● **Provided material**
Content starts
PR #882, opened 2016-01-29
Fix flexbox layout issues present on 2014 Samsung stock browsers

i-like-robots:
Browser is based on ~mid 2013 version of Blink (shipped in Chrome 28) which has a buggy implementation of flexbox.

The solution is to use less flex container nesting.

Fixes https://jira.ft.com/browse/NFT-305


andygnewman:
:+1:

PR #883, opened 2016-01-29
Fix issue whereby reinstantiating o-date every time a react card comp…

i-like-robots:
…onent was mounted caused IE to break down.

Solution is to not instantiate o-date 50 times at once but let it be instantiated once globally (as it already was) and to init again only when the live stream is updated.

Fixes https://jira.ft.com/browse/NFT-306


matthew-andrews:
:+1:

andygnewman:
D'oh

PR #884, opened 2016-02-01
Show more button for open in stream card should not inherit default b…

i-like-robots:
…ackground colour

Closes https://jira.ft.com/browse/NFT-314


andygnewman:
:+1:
Content ends
Content starts
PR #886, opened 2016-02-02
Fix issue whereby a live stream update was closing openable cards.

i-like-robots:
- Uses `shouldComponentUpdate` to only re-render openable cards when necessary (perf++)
Content ends
● **What this task involves**
Only one stretch of the records above is wanted: the lines between the one holding "PR #886, opened 2016-02-02" and the one holding "when necessary (perf++)", inclusive, reproduced exactly.

● **Task solution**
PR #886, opened 2016-02-02
Fix issue whereby a live stream update was closing openable cards.

i-like-robots:
- Uses `shouldComponentUpdate` to only re-render openable cards when necessary (perf++)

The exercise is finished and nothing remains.